Awful calculation - the real answer is almost zero (Score:4, Informative)
I'm going to do some rough calculations - the paper's computation is also pretty rough - just to get the right order of magnitude.
First of all, to vaporize water, you don't even need to boil it. Spill some water on the floor and it vaporizes pretty darn quick just from the ambient environment - it changes from liquid water at room temperature to water vapor at room temperature. The only heat that needs to be added is the "Enthalpy of vaporization" which is 2260 kJ/Kg. For the 78kg human described in the paper, if it were all water, that would only be 176 Megajoules. Given that a human is normally at about 37C and room temperature about 25C, you can also take away 4kJ/Kg*78Kg*(37-25) = 4 Megajoules that the water vapor releases as you cool it from 37C to 25C. The net result is that with 172 Megajoules, you can turn a human body's mass of water to vapor.
However, as the paper suggests, the body isn't all water - it's about 85% water and 15% "dried pork." That means 172MJ*0.7 for the water, 146MJ, and the 11.7Kg of pork releases about 4KCal/g when oxidized (4 dietary Calories/g), 1 Kcal=4.2KJ, so burning the "dried pork" releases 196MJ. Assuming the "dried pork" gets fully oxidized (i.e burned) into CO2, the result is a gas.
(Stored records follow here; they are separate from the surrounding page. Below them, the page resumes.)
PR #279513, opened 2025-11-26
Submit Contributed Sessions requetsts using ChatWidget

DonJayamanne:


joshspicer (changes requested):
i think this fixes what you're trying to accomplish, is that true?

https://github.com/microsoft/vscode/pull/279664

PR #279562, opened 2025-11-26
Return early from rename processor if no rename provider exists.

dbaeumer:


ulugbekna (approved):
just a heads up on copilot suggestion looking reasonable

PR #279579, opened 2025-11-26
fix: fix terminal webgl context memory leak

Beace:
My testing found that on my Mac, when 10 terminals were opened and left idle for a period of time, the GPU process memory increased by 167MB (319MB ->486MB). After deleting all terminals, the memory of GPU processes will not significantly decrease.

By taking a snapshot of JavaScript, it has been confirmed that the corresponding canvas has been destroyed, but the `WebGL2RenderingContext` has not been destroyed, resulting in the inability to release rendering memory.

image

So overall, vaporizing a human body (in the sense of turning all the body into a gas) can release more energy than you started with - about 50MJ.
The paper estimates the energy required to break every molecular bond. However, all those bonds are going to reassemble into something else, whether into H2, O2, or H2O, or including the "dried pork," CO2, releasing much of the energy back.
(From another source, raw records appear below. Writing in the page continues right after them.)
PR #279690, opened 2025-11-27
Remove chatSessionTracker

osortega:


dmitrivMS:
Copilot seems to have good points, and CI is red...

src/vs/workbench/contrib/chat/browser/chatSessions.contribution.ts
```diff
@@ -318,6 +322,12 @@ export class ChatSessionsService extends Disposable implements IChatSessionsServ
 				stripPathStartingSeparator: true,
 			}
 		}));
+
+		const chatService = this._chatServiceLazy.value;
+		this._register(autorun(reader => {
+			const models = chatService.chatModels.read(reader);
+			this.registerModelProgressListener(models);
```
roblourens: I don't have the big picture, but it seems like a step backwards to do this in this service. I think _chatServiceLazy is trying to avoid a recursive dependency? Actually I don't really see how it helps since you still have to get a IChatService instance in the constructor of this service. And then if the end result of this is just to inform the list that the local sessions have changed, why shouldn't the local sessions provider do that?

src/vs/workbench/contrib/chat/browser/chatSessions.contribution.ts
```diff
@@ -794,58 +804,63 @@ export class ChatSessionsService extends Disposable implements IChatSessionsServ
...
-			return;
-		}
-		this._registeredModels.add(model);
-
-		// Helper function to register listeners for a request
-		const registerRequestListeners = (request: IChatRequestModel) => {
-			if (!request.response || this._registeredRequestIds.has(request.id)) {
-				return;
+	public registerModelProgressListener(models: Iterable<IChatModel>): void {
+		const disposables = new DisposableStore();
```
roblourens: This is never disposed?

src/vs/workbench/contrib/chat/browser/chatSessions.contribution.ts
roblourens: I was debugging this because I wasn't sure how it worked, and I think it works because our services are created lazily, and it would fail if the `IChatSessionsService` was referenced in the `IChatService` constructor

roblourens (changes requested):

src/vs/workbench/contrib/chat/browser/chatSessions.contribution.ts
osortega: This is because we need to do the same for all providers and not just the local chat sessions one. We need to detect progress in the chat model response and indicate the UI update so that we can show the latest progress status.
Do you have other suggestions of where to put the progress listeners if we wanted to do it for across all providers?

src/vs/workbench/contrib/chat/browser/chatSessions.contribution.ts
```diff
@@ -794,58 +804,63 @@ export class ChatSessionsService extends Disposable implements IChatSessionsServ
...
+			disposables.add(model.onDidChange(() => {
+				const currentRequests = model.getRequests();
+				currentRequests.forEach(registerRequestListeners);
+			}));
+
+			// Clean up when model is disposed
+			disposables.add(model.onDidDispose(() => {
+				this._registeredModels.delete(model);
+			}));
+		}
```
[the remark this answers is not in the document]
osortega: Doing this._register

src/vs/workbench/contrib/chat/browser/chatSessions.contribution.ts
osortega: Fixed it

src/vs/workbench/contrib/chat/browser/chatSessions.contribution.ts
roblourens: Oh I see. Maybe each provider should just be responsible for reporting on its sessions? Even if the underlying data source is the chat service, it can filter the available models to the ones that it is in charge of. Isn't it odd now that the local sessions provider has a `onDidChangeChatSessionItems` and doesn't fire it?

src/vs/workbench/contrib/chat/browser/chatSessions.contribution.ts
```diff
@@ -794,58 +804,62 @@ export class ChatSessionsService extends Disposable implements IChatSessionsServ
...
+					return;
+				}
 
-			this._registeredRequestIds.add(request.id);
+				this._registeredRequestIds.add(request.id);
 
-			this._register(request.response.onDidChange(() => {
-				callback();
-			}));
+				this._register(request.response.onDidChange(() => {
```
roblourens: registerModelProgressListener runs every time the set of models changes, but then any disposables using `this._register` in here will be retained for the lifetime of the service (so forever), I believe that would cause us to run these listeners multiple times per change and leak memory when chatmodels are disposed.

src/vs/workbench/contrib/chat/browser/chatSessions.contribution.ts
roblourens: I guess I don't quite understand how this works for non-local providers, what is the extension's responsibility and what is core's?

osortega: Yeah I think the provider having `onDidChangeChatSessionItems` and not firing is strange, the other providers do fire them in other cases but the local chat session provider is very bare bones so it doesn't really need to update for anything beyond tracking progress.
The extensions used to have the full responsability for the rendering but we want to start migrating things off of that pattern to create some rendering standard, for now status, description and icons fall into that category.

Not sure what the best pattern is for cases like this where core owns part of the UI and the extension another part of it, I guess we need to restrict the API accordingly but how do we manage the updates based on the chat model progress in this case?

roblourens: I don't quite understand and don't have full context on the API, happy to dig into it with you when we're back. But in general, I think we need a well-defined extension API, and a well-defined internal API for the view to be built on.

DonJayamanne (dismissed):

DonJayamanne (dismissed):

src/vs/workbench/contrib/chat/common/chatServiceImpl.ts
```diff
@@ -187,7 +187,7 @@ export class ChatService extends Disposable implements IChatService {
 
 		this._register(storageService.onWillSaveState(() => this.saveState()));
 
-		this.chatModels = derived(this, reader => this._sessionModels.observable.read(reader).values());
+		this.chatModels = derived(this, reader => [...this._sessionModels.observable.read(reader).values()]);
```
roblourens, line 199: Sorry for the wasted time here - I might push a change to tweak this but you can check this in.

src/vs/workbench/api/test/browser/mainThreadChatSessions.test.ts
```diff
@@ -388,6 +389,11 @@ suite('MainThreadChatSessions', function () {
 				};
 			}
 		});
+		instantiationService.stub(IChatService, new class extends mock<IChatService>() {
```
roblourens: You can use the MockChatService class

src/vs/workbench/api/browser/mainThreadChatSessions.ts
```diff
@@ -370,8 +371,34 @@ export class MainThreadChatSessions extends Disposable implements MainThreadChat
 			provider,
 			onDidChangeItems: changeEmitter,
 		});
+
+		this._register(autorun(reader => {
```
roblourens: This should be on `disposables` (for this provider) not registered to the class.

roblourens: Not necessary, but, breaking all this code into a new class that implements `IChatSessionItemProvider` might be a good way to make the lifecycle easier to reason about. When I end up with standalone DisposableStores then I usually start to think about doing that.

src/vs/workbench/api/browser/mainThreadChatSessions.ts
```diff
@@ -370,8 +371,34 @@ export class MainThreadChatSessions extends Disposable implements MainThreadChat
...
+			const models = this._chatService.chatModels.read(reader);
+			// Note that local has it's own way of handling model progress
+			for (const model of models) {
```
roblourens: Does this need to call `registerModelProgressListener`?

roblourens (commented):
Should there also be a change in LocalAgentsSessionsProvider for it to just watch local models?

src/vs/workbench/api/browser/mainThreadChatSessions.ts
osortega: Refactored `registerModelProgressListener` now both localagent provider calls that one too

src/vs/workbench/contrib/chat/common/chatServiceImpl.ts
osortega: No worries at all! Really appreciate the help ❤

meganrogge (dismissed):

Yoyokrazy (dismissed):

src/vs/workbench/api/browser/mainThreadChatSessions.ts
```diff
@@ -370,8 +369,18 @@ export class MainThreadChatSessions extends Disposable implements MainThreadChat
 			provider,
 			onDidChangeItems: changeEmitter,
 		});
+
+		disposables.add(autorun(reader => {
+			const models = this._chatService.chatModels.read(reader);
+			const onProgress = this._chatSessionsService.registerModelProgressListener(Array.from(models), chatSessionType);
+			disposables.add(onProgress(() => {
```
roblourens: You are re-adding a new event listener every time the autorun runs - I don't think that what you want, the listeners will accumulate over time

roblourens (dismissed):

src/vs/workbench/contrib/chat/browser/chatSessions.contribution.ts
```diff
@@ -833,58 +832,35 @@ export class ChatSessionsService extends Disposable implements IChatSessionsServ
...
-					const toolInvocation = part as IChatToolInvocation;
-					// Use autorun to listen for state changes
-					this._register(autorunSelfDisposable(reader => {
-						const state = toolInvocation.state.read(reader);
-
-						// Also track progress changes when executing
-						if (state.type === IChatToolInvocation.StateKind.Executing) {
-							state.progress.read(reader);
+	public registerModelProgressListener(models: IChatModel[], type: string): Event<void> {
+		const changeEmitter = new Emitter<void>();
```
roblourens: When is this disposed?

src/vs/workbench/contrib/chat/browser/chatSessions.contribution.ts
```diff
@@ -833,58 +832,35 @@ export class ChatSessionsService extends Disposable implements IChatSessionsServ
...
+		for (const model of models) {
+			if (model.sessionResource.scheme === type && !this._registeredModels.has(model)) {
+				this._registeredModels.add(model);
+				const modelDisposables = new DisposableStore();
+
+				modelDisposables.add(autorun(reader => {
+					const lastResponse = model.lastRequestObs.read(reader);
+					if (lastResponse?.response) {
+						if (responseDisposable) {
+							responseDisposable.dispose();
```
roblourens: Could be a mutable disposable?

src/vs/workbench/contrib/chat/browser/chatSessions.contribution.ts
osortega: Good catch, now I'm storing this disposable as well

src/vs/workbench/api/browser/mainThreadChatSessions.ts
osortega: Good catch, fixed it

src/vs/workbench/api/browser/mainThreadChatSessions.ts
```diff
@@ -370,8 +369,29 @@ export class MainThreadChatSessions extends Disposable implements MainThreadChat
...
+			if (progressDisposable) {
+				progressDisposable.dispose();
+			}
+			const onProgress = this._chatSessionsService.registerModelProgressListener(Array.from(models), chatSessionType);
+			progressDisposable = onProgress(() => {
+				changeEmitter.fire();
+			});
+		}));
+
+		disposables.add({
```
roblourens: Isn't this equivalent to just adding `progressDisposable` to `disposables`?

src/vs/workbench/contrib/chat/browser/chatSessions.contribution.ts
```diff
@@ -833,58 +832,34 @@ export class ChatSessionsService extends Disposable implements IChatSessionsServ
...
 	}
 
-	public registerModelProgressListener(model: IChatModel, callback: () => void): void {
-		// Prevent duplicate registrations for the same model
-		if (this._registeredModels.has(model)) {
-			return;
-		}
-		this._registeredModels.add(model);
+	public registerModelProgressListener(models: IChatModel[], type: string): Event<void> {
+		const changeEmitter = this._register(new Emitter<void>());
```
roblourens: This is still very funky overall to me. Someone can call the service and create disposables that stick around forever and have no way to be disposed. They should be owned by the calling method. We can merge it as long as it's not leaking but we just still need to revisit this for next month.

src/vs/workbench/contrib/chat/browser/chatSessions.contribution.ts
```diff
@@ -833,58 +832,34 @@ export class ChatSessionsService extends Disposable implements IChatSessionsServ
...
+		const event = changeEmitter.event;
+		const responseDisposables = this._register(new DisposableStore());
+
+		for (const model of models) {
+			if (model.sessionResource.scheme === type && !this._registeredModels.has(model)) {
+				this._registeredModels.add(model);
+				const modelDisposables = this._register(new DisposableStore());
```
roblourens: We can't register `modelDisposables` on the class if it has an independent lifecycle (which it does because it tracks the model and you clear it below). Doing this creates a memory leak because the reference to the DisposableStore and everything it touches will be retained by the ChatSessionsService forever.

roblourens (commented):
Does this fix a bug or is it just code cleanup?

src/vs/workbench/contrib/chat/browser/chatSessions.contribution.ts
osortega: @roblourens we can collect all disposables and return it to the caller but does that mean that the caller needs to listen to `onDispose` for each model and know when to dispose the model specific disposables?

src/vs/workbench/api/browser/mainThreadChatSessions.ts
osortega: Good catch

src/vs/workbench/contrib/chat/browser/chatSessions.contribution.ts
osortega: I think I understand what you meant, pushed a fix so that the caller has access to the disposables.
The function also adds disposables that listens to the disposae event of each model

src/vs/workbench/contrib/chat/browser/chatSessions.contribution.ts
osortega: Changed it so that it returns the disposable store to the caller

src/vs/workbench/api/browser/mainThreadChatSessions.ts
roblourens: I think this is still an issue? It's adding a new disposable on every autorun iteration and they accumulate over time

src/vs/workbench/api/browser/mainThreadChatSessions.ts
```diff
@@ -370,8 +369,14 @@ export class MainThreadChatSessions extends Disposable implements MainThreadChat
 			provider,
 			onDidChangeItems: changeEmitter,
 		});
+
+		disposables.add(autorun(reader => {
+			const models = this._chatService.chatModels.read(reader);
+			disposables.add(this._chatSessionsService.registerModelProgressListener(Array.from(models), chatSessionType, changeEmitter));
```
connor4312: This will create and register a new listener each time the chat models change, which will leak memory. You may want to diff to get the added/removed listeners and just register those. Check out `autorunIterableDelta` to help with this, and then maybe have `DisposableMap` to add/remove the listener from each model individually

src/vs/workbench/contrib/chat/browser/agentSessions/localAgentSessionsProvider.ts
```diff
@@ -49,7 +49,7 @@ export class LocalAgentsSessionsProvider extends Disposable implements IChatSess
 		// Listen for models being added or removed
 		this._register(autorun(reader => {
 			const models = this.chatService.chatModels.read(reader);
-			this.registerModelListeners(models);
+			this._register(this._chatSessionsService.registerModelProgressListener(Array.from(models), Schemas.vscodeLocalChatSession, this._onDidChangeChatSessionItems));
```
connor4312: same issue here ^ this leaks memory every time the models change

src/vs/workbench/contrib/chat/browser/chatSessions.contribution.ts
```diff
@@ -833,58 +832,29 @@ export class ChatSessionsService extends Disposable implements IChatSessionsServ
...
+			if (model.sessionResource.scheme === type && !this._registeredModels.has(model)) {
+				this._registeredModels.add(model);
+				disposables.add(autorun(reader => {
+					const lastResponse = model.lastRequestObs.read(reader);
+					if (lastResponse?.response) {
+						disposables.add(lastResponse.response.onDidChange(() => {
+							emitter.fire();
+						}));
+					}
+				}));
```
connor4312: This too leaks a bit because you will retain listeners for all responses, I suggest something more like

```ts
				const lastResponse = model.lastRequestObs.map(last => {
					return last.response ? observableSignalFromEvent(last.response.onDidChange) : undefined;
				});
				disposables.add(autorun(reader => {
					lastResponse.read(reader)?.read(reader);
					emitter.fire();
				}));
```

src/vs/workbench/contrib/chat/browser/chatSessions.contribution.ts
```diff
@@ -833,58 +832,29 @@ export class ChatSessionsService extends Disposable implements IChatSessionsServ
...
-		requests.forEach(registerRequestListeners);
-
-		// Listen for new requests being added
-		this._register(model.onDidChange(() => {
-			const currentRequests = model.getRequests();
-			currentRequests.forEach(registerRequestListeners);
-		}));
+				disposables.add(model.onDidDispose(() => {
+					this._registeredModels.delete(model);
+					disposables.dispose();
```
connor4312: Seems incorrect, you have multiple sessions in the disposables but dispose all of them when any model gets disposed

connor4312 (changes requested):
some code-level things you probably want to fix

src/vs/workbench/contrib/chat/browser/chatSessions.contribution.ts
```diff
@@ -877,60 +875,43 @@ export class ChatSessionsService extends Disposable implements IChatSessionsServ
...
 
-			// Track tool invocation state changes
-			const responseParts = request.response.response.value;
-			responseParts.forEach((part: IChatProgressResponseContent) => {
-				if (part.kind === 'toolInvocation') {
-					const toolInvocation = part as IChatToolInvocation;
-					// Use autorun to listen for state changes
-					this._register(autorunSelfDisposable(reader => {
-						const state = toolInvocation.state.read(reader);
+		const listeners = new ResourceMap<IDisposable>();
```
connor4312, line 904: I think we actually want to return a DisposableStore containing both the `autorunIterableDelta` and something like

```ts
store.add(toDisposable(() => {
  for (const listener of listeners) { listener.dispose(); }
}));
```

otherwise they might get orphaned

src/vs/workbench/contrib/chat/browser/chatSessions.contribution.ts
```diff
@@ -877,60 +875,43 @@ export class ChatSessionsService extends Disposable implements IChatSessionsServ
...
+				});
+				addedValues.forEach((added) => {
+					const lastResponseListener = new MutableDisposable();
+					listeners.set(added.sessionResource, autorun(reader => {
+						const lastResponse = added.lastRequestObs.read(reader);
+						if (lastResponse?.response) {
+							lastResponseListener.value = lastResponse.response.onDidChange(() => {
+								onChange();
+							});
 						}
```
connor4312: We also want to make sure to dispose the `lastResponseListener` when the session gets removed. Alternatively we can avoid that by doing something like


```suggestion
					const lastResponseListener = new MutableDisposable();
					const changedSignal = added.lastRequestObs.map(last => last?.response && observableSignalFromEvent(last.response.onDidChange));

					listeners.set(added.sessionResource, autorun(reader => {
						changedSignal.read(reader)?.read(reader); 
						onChange();
					}));
}
```

(downside is this fires once the first time the new session gets added, but maybe that's actually desirable?)

connor4312 (dismissed):

rebornix (dismissed):

joshspicer (approved):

Vaporize or ionize? (Score:5, Informative)
Hang on a moment... TFA isn't talking about vaporizing - turning water to steam. It's talking about ionizing, which is clearly going to require a much bigger quantity of energy.
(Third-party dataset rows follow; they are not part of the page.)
PR #279740, opened 2025-11-27
chat - tweak behaviour of `openSession`

bpasero:
@roblourens making this PR to solve a few paper cuts around `openSession` when used from agents view. I am leaving comments inline to better explain the rationale. Addresses these issues:
* double-click from agent sessions view does not pin a chat editor
* opening from agent sessions view does not enforce opening chats in editor if opened in panel chat
* opening from panel chat does not enforce opening chat in panel chat if opened as chat editor


src/vs/workbench/contrib/chat/browser/agentSessions/agentSessionsControl.ts
```diff
@@ -153,7 +153,6 @@ export class AgentSessionsControl extends Disposable {
 		sessionOptions.ignoreInView = true;
 
 		const options: IChatEditorOptions = {
-			preserveFocus: false,
```
bpasero, line 196: This should not be defined explicitly but be derived from `e.editorOptions` where this is set properly.

src/vs/workbench/contrib/chat/browser/chatWidgetService.ts
```diff
@@ -94,46 +93,57 @@ export class ChatWidgetService extends Disposable implements IChatWidgetService
...
-			if (!preserveFocus) {
+			if (!options?.preserveFocus) {
 				view?.focus();
 			}
 			return chatView.widget;
 		}
 
 		// Already open in an editor?
-		const existingEditor = this.findExistingChatEditorByUri(sessionResource);
+		const existingEditor = this.editorService.findEditors({ resource: sessionResource, typeId: ChatEditorInput.TypeID, editorId: ChatEditorInput.EditorID }).at(0);
```
bpasero, line 136: We have `IEditorService.findEditors` to help you find an existing editor, no need to iterate over groups yourself.

src/vs/workbench/contrib/chat/browser/chatWidgetService.ts
```diff
@@ -94,46 +93,57 @@ export class ChatWidgetService extends Disposable implements IChatWidgetService
...
-			return chatViewPane?.widget;
+			return chatView?.widget;
 		}
 
 		// Open in chat editor
-		const pane = await this.editorService.openEditor({ resource: sessionResource, options }, target);
+		const pane = await this.editorService.openEditor({
+			resource: sessionResource, options: {
+				...options,
+				revealIfOpened: true // always try to reveal if already opened
```
bpasero, line 118: We maintain an editor option `revealIfOpened` to prefer revealing an opened editor if it exists, no need to manually search for it.

src/vs/workbench/contrib/chat/browser/chatWidgetService.ts
```diff
@@ -94,46 +93,57 @@ export class ChatWidgetService extends Disposable implements IChatWidgetService
 	openSession(sessionResource: URI, target?: typeof ChatViewPaneTarget): Promise<IChatWidget | undefined>;
 	openSession(sessionResource: URI, target?: PreferredGroup, options?: IChatEditorOptions): Promise<IChatWidget | undefined>;
 	async openSession(sessionResource: URI, target?: typeof ChatViewPaneTarget | PreferredGroup, options?: IChatEditorOptions): Promise<IChatWidget | undefined> {
-		const alreadyOpenWidget = await this.revealSessionIfAlreadyOpen(sessionResource, options?.preserveFocus);
-		if (alreadyOpenWidget) {
-			return alreadyOpenWidget;
+		// Reveal if already open unless a explicit target is specified
+		if (typeof target === 'undefined') {
```
bpasero: This is up for debate: if I am passing in an explicit target (chat view or editor), I want that to be respected because otherwise you end up with a weird interaction where sometimes it would open an editor and sometimes it would reveal in the sidebar. We want sessions from the agent sessions view to always open in the editor.

However: if you click on a session that is also live in a sidebar, you essentially end up having it opened twice, which seems to work fine, but nevertheless did not happen before. Should we detect this case and then move the session from the sidebar into the editor? I guess the same can happen if you have it open in the editor and want to open it in the sidebar.

roblourens: I don't see why anyone would want to have the same chat opened twice. It doesn't work well IMO now that we have one 'input model' attached to the ChatModel.

Forcibly moving chats around from the session view seems weird, if I started a chat in the view, why can't I just continue it there?

bpasero: @roblourens first of all: if you provide an API that allows me to pass in an editor group, then you should support that and not just decide to open somewhere else.

And then: the agent sessions view should never open or reveal a chat in the side bar, it would be very weird to click through sessions in the sidebar and sometimes you end up in a different view and sometimes in the editor. For a user that is very unpredictable, almost as if a file from the explorer sometimes open in the window and sometimes in a new window. Its crucial that the experience is consistent.

You may have used a sidebar chat without real intent, just because you ended there, thats up to the user. But then I would still expect to open the chat in the editor so that the experience is consistent.

At the same time, ideally all sessions opened from within the sidebar open in the sidebar. This is something we can currently not do for background/cloud chats, but should be able to do so in the future.

roblourens: The chat is in the view because the user put it there- I just don't really get why not allow them to continue it there? That's not unpredictable to me, it would be unpredictable to move my chat in some other new location.

From an API perspective, it would make sense to me to move the chat to the requested editor group unless `revealIfOpened` is set. But I don't think we should open a chat in a second view by default because I don't think I would ever need my window to look like this? 
image

roblourens: I guess I'm not thinking of the sessions view as like a file explorer, more like tabs that show my various running agents in different places. If I click one that is open in a view I expect it to reveal the view, not move them around.

roblourens: I think it's up to you how it works though- if the change to openSession that I described makes sense, I could make it work that way. Or do you think we should leave the chat in the original location and also open a second instance?

roblourens: And if we want to just open a second copy, then we should clean up the things that are weird about this right now (mainly the chat input kept in sync between the two copies) although it works fine afaik, it's just cosmetic.

bpasero: Ok lets wait for more real usage feedback on this one before making a decision.

bpasero: I found another case which does not work well and suggest we continue in https://github.com/microsoft/vscode/issues/280128

chrmarti (approved):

For actual vaporization, making a very rough calculation - 60kg person, 2,270 kJ/kg latent heat of vaporization of water = 136 MJ,
Sure there's specific heat to add in there too, but the vaporization of water is the dominant term, so it's at least out by an order of magnitude.
Lesson learned - don't try and be 'all sciency' and use the wrong jargon!
Re:well done (Score:5, Informative)
Leicester is correctly pronounced "lay-ses-ter".
No it isn't. It's pronounced "les-ter".
Source: I've been there. Also, this [wikipedia.org].